## Goal of the exercise
Can you output the records below exactly as they are written?

------ Records for this exercise ------

PR #678, opened 2023-04-22
Don't rely on `finalizeDsl` API to configure Crashlytics

SimonMarquis:


thagikura:
Why it shouldn't rely on finalizeDsl?

build-logic/convention/src/main/kotlin/AndroidApplicationFirebaseConventionPlugin.kt
```diff
@@ -41,15 +41,13 @@ class AndroidApplicationFirebaseConventionPlugin : Plugin<Project> {
                 "implementation"(libs.findLibrary("firebase.crashlytics").get())
             }
 
-            extensions.configure<ApplicationAndroidComponentsExtension> {
-                finalizeDsl {
```
mmoczkowski, line 45: Hey @dturner, any idea why `finalizeDsl` was used here?

SimonMarquis:
We don't need it because it's actually a "hack" callback provided by AGP, and regular Gradle APIs can be used instead.
The finalizedBy would have been necessary, otherwise buildTypes would not be created at that time.

build-logic/convention/src/main/kotlin/AndroidApplicationFirebaseConventionPlugin.kt
dturner: It was the result of much hacking around with Firebase config. Happy to go with the simpler solution suggested by @SimonMarquis

dturner (approved):

dturner:
Thanks for doing this @SimonMarquis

------

## Exercise response
PR #678, opened 2023-04-22
Don't rely on `finalizeDsl` API to configure Crashlytics

SimonMarquis:


thagikura:
Why it shouldn't rely on finalizeDsl?

build-logic/convention/src/main/kotlin/AndroidApplicationFirebaseConventionPlugin.kt
```diff
@@ -41,15 +41,13 @@ class AndroidApplicationFirebaseConventionPlugin : Plugin<Project> {
                 "implementation"(libs.findLibrary("firebase.crashlytics").get())
             }
 
-            extensions.configure<ApplicationAndroidComponentsExtension> {
-                finalizeDsl {
```
mmoczkowski, line 45: Hey @dturner, any idea why `finalizeDsl` was used here?

SimonMarquis:
We don't need it because it's actually a "hack" callback provided by AGP, and regular Gradle APIs can be used instead.
The finalizedBy would have been necessary, otherwise buildTypes would not be created at that time.

build-logic/convention/src/main/kotlin/AndroidApplicationFirebaseConventionPlugin.kt
dturner: It was the result of much hacking around with Firebase config. Happy to go with the simpler solution suggested by @SimonMarquis

dturner (approved):

dturner:
Thanks for doing this @SimonMarquis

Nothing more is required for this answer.